No Nora, no way, no how
Here’s one guessing game my consort and I never played in the Chimp Reign of Error: Where might the First Couple eat on a trip to New York? We both ruled out Per Se and Daniel as too expensive/ostentatious. I said Le Bernardin because it seems to be the reflexive choice of the high-profile who won’t want to seem too indulgent/ostentatious (and who have eaten at Citronelle). Bob thought a Danny Meyer joint was a possibility. But of course the Big Os are too smart for any of us. Blue Hill was the right restaurant on the right night. Although I can’t wait until the wingnuts start bitching that “green” food was involved, I do like how the cult of Saint Alice has been cut off at the local/seasonal/sustainable pass. Best part: Imagining Mrs. Chimp sulking in envy over her successor getting to drink martinis in public. Complete with a sentient husband who can have all the wine he wants without trashing the joint. The Os both deserve a burger today.
Let there be blights
And reports that Tavern on the Green reneged on its cookbook deal are not exactly shocking. The only surprising aspect is that anyone really thought a catering hall never known for its food would have recipes worth the sacrifice of trees. I still remember the poor young Swiss chef who was canned back in the last century after the NYT, when it still mattered, awarded only a “fair” for his ambitious cooking. His wife, a then-friend of mine, had given me a tour of the kitchens and the watchword was obviously not quality, only quantity (the only place I think I’ve seen bigger vats was a pumpkin factory in Illinois where tons were reduced for canning).

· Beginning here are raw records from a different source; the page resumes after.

Issue #682, opened 2026-04-19
CI: visual-regression workflow broken (bubbletea epoll error, no-TTY)


asheshgoplani:
## Symptom

The `visual-regression` GitHub Actions workflow fails on every PR with 18 identical `net::ERR_CONNECTION_REFUSED` errors against `http://127.0.0.1:18420`. Root cause in the server-start step:

```
Web server: http://127.0.0.1:18420
Error: error creating cancelreader: bubbletea: error creating cancel reader: add reader to epoll interest list
```

`agent-deck web` launches the TUI alongside the HTTP server. In the GitHub Actions Ubuntu runner there is no TTY, bubbletea's cancel-reader cannot attach to epoll, and the process exits before the server binds — so every subsequent `page.goto('/')` in Playwright gets ECONNREFUSED.

## Scope

The last 10 runs of this workflow, across 10 unrelated branches, all fail the same way:

| branch | run |
|---|---|
| feature/release/v1.7.33-batch | 24633709885 |
| feat/project-skills-multi-harness | 24622448441 |
| feat/remote-last-response-preview | 24621604107 |
| fix/391-tui-color-render | 24621295095 |
| feat/v18-reorganize-search | 24615797285 |
| feature/v1726-572-414 | 24615428916 |
| fix/v1727-issue662-v2 | 24615197237 |
| feature/v1726-572-414 | 24615134623 |
| feat/556-copilot-cli-v2 | 24613379610 |
| feature/v1726-572-414 | 24613225074 |

## Impact

- The check currently cannot be enforced as a required status check.
- It is being bypassed on every merge, including the `chore(release): v1.7.33` PR #655 rebuild and the `chore(release): v1.7.34` PR #580 rebuild that landed on main.
- The v1.7.35 batch release was merged with this check failing per conductor decision, because real correctness checks (`TestPersistence_` with `-race`, `scripts/verify-session-persistence.sh`) passed and none of the batch's fixes touch the web UI.

## Likely fixes

1. Add a TUI-opt-out flag to `agent-deck web` (e.g. `--no-tui` or `--headless`) and wire CI to use it. Minimal code change; unblocks the workflow immediately.
2. Or: detect no-TTY in the web command and skip TUI startup automatically, printing a warning once.
3. Or: route the CI workflow through a pseudo-TTY (`script -q -c ...` or `unbuffer`) so bubbletea gets what it wants.

[...]

PR #789, opened 2026-04-28
ci(lighthouse): re-enable PR gate via --no-tui flag

JMBattista:
## Summary

Re-enables the Lighthouse CI PR gate that was deleted in v1.7.42 (#682), and replaces the absolute-threshold-only design (which is what made the gate go stale) with a layered gate: absolute thresholds as a coarse upper bound, a per-PR delta gate against the base ref, and a maintainer override on the delta gate so legitimate growth doesn't push reviewers to disable the workflow again.

Four commits:

1. **`2c3e2f8` ci(lighthouse): re-enable PR gate via --no-tui flag (v1.7.70)** — fixes the underlying `agent-deck web` headless-CI failure and re-baselines the budget.
2. **`5c08906` ci(lighthouse): gate on bundle delta vs base ref, not just absolute** — adds the per-PR percent-delta gate so the v1.7.42 audit pattern can't recur.
3. **`21becf1` ci(lighthouse): maintainer override for delta gate via ack label** — the `lighthouse-regression-acknowledged` label turns the delta-gate failure into a soft block.
4. **`b8e5632` docs(lighthouse): add when/why/how decision guide for the override label** — pushes the dev-facing decision tree into `tests/lighthouse/README.md` so it's durable, not just in the PR body.

## Why

The v1.7.42 audit (`.github/workflows/README.md`) flagged two reasons the gate was red on every PR run since 2026-04-10:

1. **Bubbletea cancel-reader fails on headless CI.** `tea.NewProgram` wraps `os.Stdin` with a cancel-reader that registers against epoll. On a runner with no controlling TTY, registration fails with `error creating cancelreader: bubbletea: error creating cancel reader: add reader to epoll interest list`, the process exits, and the HTTP server is torn down before any test client can connect. Reproduced in this branch's sandbox (with `web --listen … --token test`, no `--no-tui`) — exact same error string.
2. **Stale budget thresholds.** `.lighthouserc.json` was last calibrated against the v1.7.30-era webui bundle. The bundle has roughly doubled in transferred bytes and tripled in script transfer size since then, so even after the start failure was resolved the original thresholds would have errored on the first PR run.

The audit explicitly named both as prerequisites for reinstating the gate (`.github/workflows/README.md:66-69`). Both are fixed in commit 1.

But re-baselining alone leaves the door open for the same failure to repeat: if the absolute thresholds aren't bumped between major bundle changes, the gate goes stale again. Commit 2 adds a delta gate. Commit 3 makes that delta gate overridable — because the v1.7.42 dynamic was specifically that hard-blocking gates without an out-of-band ack mechanism push reviewers to disable the gate rather than acknowledge the regression. A click on a label is cheaper than a CI-policy edit, so the label is the path of least resistance for legit growth, and the gate stays on. Commit 4 makes the override decision auditable by writing down what counts as "legit growth" in the docs.

## Applying the override label

Full guide lives in [`tests/lighthouse/README.md`](https://github.com/JMBattista/agent-deck/blob/claude/check-lighthouse-config-fix-kb6rs/tests/lighthouse/README.md#using-the-delta-gate-override). Short version for reviewers triaging a failing run:

### How the click works

1. The `Performance Budget` check is red. The workflow log shows the actual byte deltas (`total-byte-weight: 286020 B → 317800 B (+11.11%) [limit +5%] FAIL`) and an `::error::` annotation naming the override label.
2. Download the `lighthouse-results-<run_id>` artifact and diff `pr/` against `base/` HTML reports to confirm what actually grew.
3. PR sidebar → **Labels** → click `lighthouse-regression-acknowledged` (auto-created by the workflow on first run; no manual repo setup needed).
4. GitHub fires `labeled`; the workflow re-runs; the override step sees the label, exits 0, emits a `::notice::` annotation naming the override actor.
5. The check turns green. The label add/remove appears in the PR timeline — that _is_ the audit trail.

Removing the label re-fails the check on the next workflow trigger.

### When to apply

- A new feature genuinely needs the bundle bytes (new view, lightest-available dependency) and the diff isn't accidentally bundling debug code, source maps, or duplicates.
- A library upgrade legitimately grew the bundle and downgrading is out of scope for the PR.
- The delta is a known artifact of the change and a follow-up calibration is planned (`./tests/lighthouse/calibrate.sh` → bump `.lighthouserc.json`).

### When NOT to apply (fix the PR instead)

- Accidental growth: unused import, missed tree-shake, source maps shipped, duplicate-version-of-a-dep. The gate is doing its job.
- You haven't actually looked at the per-run reports. The label is an explicit ack, not a rubber stamp.
- The growth is separable into its own PR (planned framework upgrade, new vendored dep). Land that piece behind its own ack first, then the feature PR rides on the new baseline at a normal delta.

### What the override does NOT cover

The label only neutralizes the **delta gate**. The absolute thresholds in `.lighthouserc.json` (`total-byte-weight`, `resource-summary:script:size`, `cumulative-layout-shift`) still hard-block unconditionally — the override is for "we expected this growth," not for "ignore the budget entirely." A PR that breaches both the absolute ceiling and the delta still fails on the absolute step regardless of the label, and the right move there is recalibration in a follow-up PR (`calibrate.sh` → update thresholds → merge).

### Commit 1 (`2c3e2f8`): `--no-tui` and re-baselined absolutes

- **`agent-deck web --no-tui`** (`cmd/agent-deck/web_cmd.go`, `cmd/agent-deck/main.go`). Keeps the HTTP server in its existing goroutine, replaces the bubbletea init with `select {}`, and lets the existing global SIGINT/SIGTERM handler at `cmd/agent-deck/main.go:434` clean up. The flag returns from `buildWebServer` as a second bool so the gate lives in `main.go`, not on the `web.Server` struct.
- **Lighthouse callers wired through `--no-tui`.** `.lighthouserc.json` `startServerCommand`, `tests/lighthouse/calibrate.sh`, `tests/lighthouse/budget-check.sh`, and `.github/workflows/weekly-regression.yml` (which also drops the failed `env -i HOME=$HOME PATH=$PATH TERM=xterm-256color` workaround).
- **Re-baselined absolute thresholds** from a fresh 10-run `calibrate.sh`:

  | Metric | Old | New | Notes |
  |---|---|---|---|
  | `total-byte-weight` (error) | 180 KB | **350 KB** | Bundle ~doubled since v1.7.30 |
  | `resource-summary:script:size` (error) | 120 KB | **330 KB** | Script transfer ~tripled |
  | `largest-contentful-paint` (warn) | 1500 ms | **1300 ms** | Tighter — p95+20% calibrated |
  | `speed-index` (warn) | 1500 ms | **1100 ms** | Tighter — p95+20% calibrated |
  | `first-contentful-paint` (warn) | 800 ms | 800 ms | Calibration within prior envelope |
  | `total-blocking-time` (warn) | 200 ms | 200 ms | Calibration showed 0; kept 200 ms floor for noise |
  | `cumulative-layout-shift` (error) | 0.1 | 0.1 | Fixed per Core Web Vitals |

- **Pre-existing bug fixed in passing.** `.lighthouserc.json` `startServerReadyPattern` was `"Listening on"`, but the binary actually prints `Web server: http://<addr>` (`cmd/agent-deck/main.go:708`). Corrected.
- **Version bumped** to `1.7.70`.

### Commit 2 (`5c08906`): per-PR bundle delta gate

- **`tests/lighthouse/compare-deltas.mjs`** — reads two `lhci collect` output dirs, takes the median per metric, fails if `total-byte-weight` or `resource-summary:script:size` grew more than `MAX_*_DELTA_PCT` (default 5%, env-overrideable). Skips with an explicit log line if base dir is missing or empty.
- **`.github/workflows/lighthouse-ci.yml` rewritten** — drops `treosh/lighthouse-ci-action@v12` (single-collect / absolute-only) and runs `lhci collect` twice per PR: once on the PR head, once on the checked-out base ref (with PR's `.lighthouserc.json` copied across so the lhci config is consistent). Then `lhci assert` for absolute thresholds, then `compare-deltas.mjs` for the delta. Both result dirs uploaded as `lighthouse-results-<run_id>` (14-day retention).
- **Bootstrap.** This PR introduces `--no-tui`, so `agent-deck web` on the base ref cannot start headlessly. Base-collect step is `continue-on-error: true`; `compare-deltas.mjs` exits 0 with a logged warning when no `lhr-*.json` is in the base dir. After this PR merges, every subsequent PR exercises the full gate.
- **Why timing metrics stay absolute.** Shared GitHub Actions runners have enough timing variance that a 5% delta on FCP/LCP/TBT/Speed Index would warn-flap on unchanged code. Byte/transfer counts are deterministic — that's what we delta-gate.

### Commit 3 (`21becf1`): maintainer override for the delta gate

- **`pull_request` trigger** gains `labeled` / `unlabeled` types so applying or removing the label kicks a fresh workflow run.
- **`compare-deltas.mjs` step** is now `continue-on-error: true`. A new "Apply ack-label override" step runs only when the compare step failed, and exits 0 (with a `::notice::`) if `lighthouse-regression-acknowledged` is on the PR; else exits 1 (with an `::error::` explaining how to opt in).
- **Label auto-ensured** by an idempotent `gh label create` step at job start (yellow color). Workflow gains `issues: write` permission. No manual repo setup on a fork.

### Commit 4 (`b8e5632`): override decision guide

- New "Using the delta-gate override" section in `tests/lighthouse/README.md` (~70 lines) covering: how to read the workflow output, where to drill into the per-run reports, three legit "apply the label" scenarios, three "don't apply, fix the PR instead" scenarios, and the five-step click-through sequence with the audit-trail note. The "Applying the override label" section in this PR body is a condensed version pointing back at this guide.

## Test plan

- [x] `GOTOOLCHAIN=go1.24.0 go vet ./cmd/agent-deck/... ./internal/web/...` — clean.
- [x] `go build ./cmd/agent-deck/` — green.
- [x] `go test -run TestBuildWebServer_NoTUIFlag ./cmd/agent-deck/ -race -count=1` — 5/5 subtests pass.
- [x] `go test ./internal/web/... -race -count=1 -timeout 180s` — pass (1.7s).
- [x] `go test ./internal/session/... -run TestPersistence_ -count=1` — 11/13 pass; the two `TestPersistence_Tmux*Scope*` cases need real tmux + systemd and fail identically on `origin/main` in this sandbox.
- [x] Smoke: `agent-deck web --no-tui --listen 127.0.0.1:19999 --token test` from a non-interactive shell — `Web server: http://127.0.0.1:19999`, `curl /healthz` → 200, `kill -TERM` exits cleanly.
- [x] Counter-smoke: same command without `--no-tui` reproduces the exact `error creating cancelreader: … add reader to epoll interest list` from the audit notes.
- [x] `./tests/lighthouse/budget-check.sh` against the new thresholds — all assertions pass.
- [x] `compare-deltas.mjs` smoke: 0% delta → both metrics OK, exit 0. Synthesized 11% growth → both metrics FAIL with exit 1. Missing/empty base dir → exit 0 with "Delta gate SKIPPED" warning.
- [x] `lighthouse-ci.yml` parses as valid YAML.
- [ ] First PR run on this PR goes green (delta gate auto-skips on the bootstrap; absolute `lhci assert` is the live check).
- [ ] **Manual override drill (next PR after this merges):** push a synthetic bundle bump > 5%, verify check fails with the `::error::` annotation; apply `lighthouse-regression-acknowledged`; verify workflow re-runs on `labeled` and check turns green with `::notice::`; remove the label; verify the check re-fails on the next trigger.
- [ ] Next Sunday's `weekly-regression.yml` Lighthouse step no longer files a regression issue.

## Out of scope

- A `--no-tui` mode for any subcommand other than `web`.
- Replacing the bubbletea cancel-reader with a non-epoll alternative.
- Re-enabling `visual-regression.yml` — same start-failure is fixed by `--no-tui`, but its screenshot baselines under `tests/e2e/visual/__screenshots__/` still need re-baselining and that's a noisier change deserving its own PR.
- Auto-PR-comment with the delta numbers (the `lighthouse-results-<run_id>` artifact has the full reports).
- Stricter override audit (CODEOWNERS-only, two-maintainer-rule, etc.) — current design is honor-system on the label; if that proves too loose in practice, tighter alternatives are a follow-up.


asheshgoplani (approved):
# PR #789 Review — ci(lighthouse): re-enable PR gate via --no-tui flag (v1.7.70)

**Author:** JMBattista
**Branch:** claude/check-lighthouse-config-fix-kb6rs → main
**Diff size:** +582 / -55 (12 files)
**Files:** .github/workflows/{README.md, lighthouse-ci.yml (NEW), weekly-regression.yml}, .lighthouserc.json, CHANGELOG.md, cmd/agent-deck/{main.go, web_cmd.go, web_cmd_test.go (NEW)}, tests/lighthouse/{README.md, budget-check.sh, calibrate.sh, compare-deltas.mjs (NEW)}

## Verdict: APPROVE (with caveat about scope)

## Rationale

Substantively fixes the v1.7.42 audit failure mode (gate disabled because thresholds went stale + bubbletea/headless start failure) AND structurally prevents recurrence via a per-PR delta gate with a labeled-override escape valve. The label-as-soft-block design directly addresses the "hard gates without an out-of-band ack push reviewers to disable the gate" dynamic the v1.7.42 audit identified.

## Production code changes (NOT purely CI — flag for the conductor)

The task brief said "Low risk if it's purely a CI config change. Verify no production code changes." There ARE production code changes:

- `cmd/agent-deck/main.go` (+10 / -2): adds `noTUI` variable and `if noTUI { select {} }` block.
- `cmd/agent-deck/web_cmd.go` (+13 / -8): `buildWebServer` now returns `(*web.Server, bool, error)` instead of `(*web.Server, error)`, parses new `--no-tui` flag.
- `cmd/agent-deck/web_cmd_test.go` (NEW, +62): 5-subtest table-driven test for flag parsing.
- Version bump `1.7.69` → `1.7.70`.

These changes are **necessary** — the bubbletea cancel-reader failure on headless CI is the root cause that disabled the gate, and `--no-tui` is the clean fix. They are also **well-isolated**: default `noTUI = false` preserves existing behavior, and `select {}` blocks until the existing global SIGINT/SIGTERM handler at `main.go:434` fires `os.Exit(0)`.

## Review notes

- **Production code is sound.** `select {}` is idiomatic Go for "block forever until killed"; the existing signal handler does the cleanup. Web server starts in its goroutine *before* the noTUI check, so the listener is up before we block. `noTUI` is only set inside `if webEnabled { ... }`, so non-web invocations stay on the TUI path unchanged.
- **Flag parsing is fully tested.** `TestBuildWebServer_NoTUIFlag` covers `--no-tui`, `-no-tui`, `--no-tui=true`, `--no-tui=false`, and default-omit. Catches accidental negation flips.
- **Delta gate design is structurally sound.** `compare-deltas.mjs` reads both `lhci collect` output dirs, takes per-metric medians, fails on `total-byte-weight` or `script:size` growth above threshold. Bootstrap case (base ref predates `--no-tui`) handled via `continue-on-error: true` on base collect + explicit zero-base-data branch in compare-deltas.mjs that exits 0 with a logged warning. Subsequent PRs exercise the full gate.
- **Override label flow is correct.** `pull_request: types: [..., labeled, unlabeled]` triggers re-run on label add/remove. Idempotent `gh label create` step bootstraps the label with `issues: write`. Override step only runs `if: steps.delta_gate.outcome == 'failure'`. Override applies to delta gate only — absolute lhci assert step still hard-blocks.
- **Threshold re-baseline is documented.** total-byte-weight 180KB → 350KB, script:size 120KB → 330KB. PR explains this as "bundle ~doubled since v1.7.30". Tightening LCP 1500→1300 and Speed Index 1500→1100 captures the calibration window improvement. Pre-existing `startServerReadyPattern` bug fixed in passing ("Listening on" → "Web server: http").
- **`weekly-regression.yml` cleanup is good hygiene.** Drops the failed `env -i HOME=$HOME PATH=$PATH TERM=xterm-256color` workaround that the v1.7.42 audit explicitly flagged as not effective.

## Risk

- **Scope creep concern (mild):** This PR mixes a production code change (`--no-tui` flag), a CI gate reinstatement (lighthouse-ci.yml), a structural CI evolution (delta gate), an override mechanism (label-based), and threshold re-baselining. Any of these in isolation would be a clean PR; bundled they're harder to revert atomically. Counter-argument: the delta gate is useless without the absolute gate, the absolute gate is broken without `--no-tui`, and the override is necessary for the delta gate to not push reviewers back into v1.7.42-mode disabling. So bundling is defensible.
- **Stability:** Bootstrap PR run will skip the delta gate by design. The first PR after merge will be the first true gate exercise. Manual override drill (test plan checkbox) is still unchecked.
- **CHANGELOG ordering:** New `### Added` block is placed inside `## [Unreleased]`, but a duplicate `### Added` heading already exists below it. Minor cosmetic — won't break parsing but should be consolidated.

1. Manual override drill on a follow-up PR (synthetic >5% bundle bump → check fails → label applied → check turns green → label removed → check fails again).
2. Confirm `weekly-regression.yml` Sunday run no longer files a regression issue.
3. CHANGELOG `### Added` blocks consolidated.

asheshgoplani:
Holding this PR for now — it picked up a merge conflict during the v1.7.72 bundle (one of the merged changes touched the same file paths). Could you rebase against latest `main`? Once that's clean I'll merge into the next bundle.

Also flagging that v1.7.72 just shipped, so the `(v1.7.70)` reference in the title can be dropped or updated to `(v1.7.72)`.

asheshgoplani:
Friendly nudge: this PR is approved on the substance, but it's blocked on a merge conflict with v1.7.72 (the conflict came from PRs that landed in the bundle ahead of yours). Could you rebase against latest `main` when you have a moment? Once that's clean it goes into the next bundle.

Title can also be refreshed since the `(v1.7.70)` reference is now two versions stale.

JMBattista:
@asheshgoplani need to create the `lighthouse-regression-acknowledged` label, without it the lighthouse workflow will fail. I do not have the permissions for that, rebase completed.

asheshgoplani:
Hi @JMBattista — applied the `lighthouse-regression-acknowledged` label so the gate would accept this. Hit a merge conflict though: main moved through 8 PRs today (v1.7.74 → v1.7.78) and the CHANGELOG / workflow files conflict.

Could you rebase onto current main? The actual code change is fine (CI infra + `--no-tui` test). If you'd rather not rebase manually, ping me and I'll do it on a follow-up branch with attribution to your authorship — same pattern I used for @strofimovsky's #815 → #840.

asheshgoplani:
Superseded by #1036 (shipped in v1.9.16) — your lighthouse PR gate is now live, leveraging the --no-tui flag from #1018. Closing this branch since #1036 carries the work forward with full attribution. Thanks @JMBattista.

But it’s still a little unsettling to read reports implying potential concessionaires are pulling out because the staff is unionized (read: deal-breakingly expensive). If your plane is going down, would you prefer the pilot with training and benefits or the co-pilot who doesn’t know nothin’ ’bout no de-icing and had to come to work with a cold? Swine flu hysteria made no sense not least because no one wanted to consider how many food handlers can’t afford either a sick day or a doctor. And with sneezing and wheezing, those ridiculous latex gloves are not protection but kabuki. Especially considering the waiters long ago got kinder reviews than the food.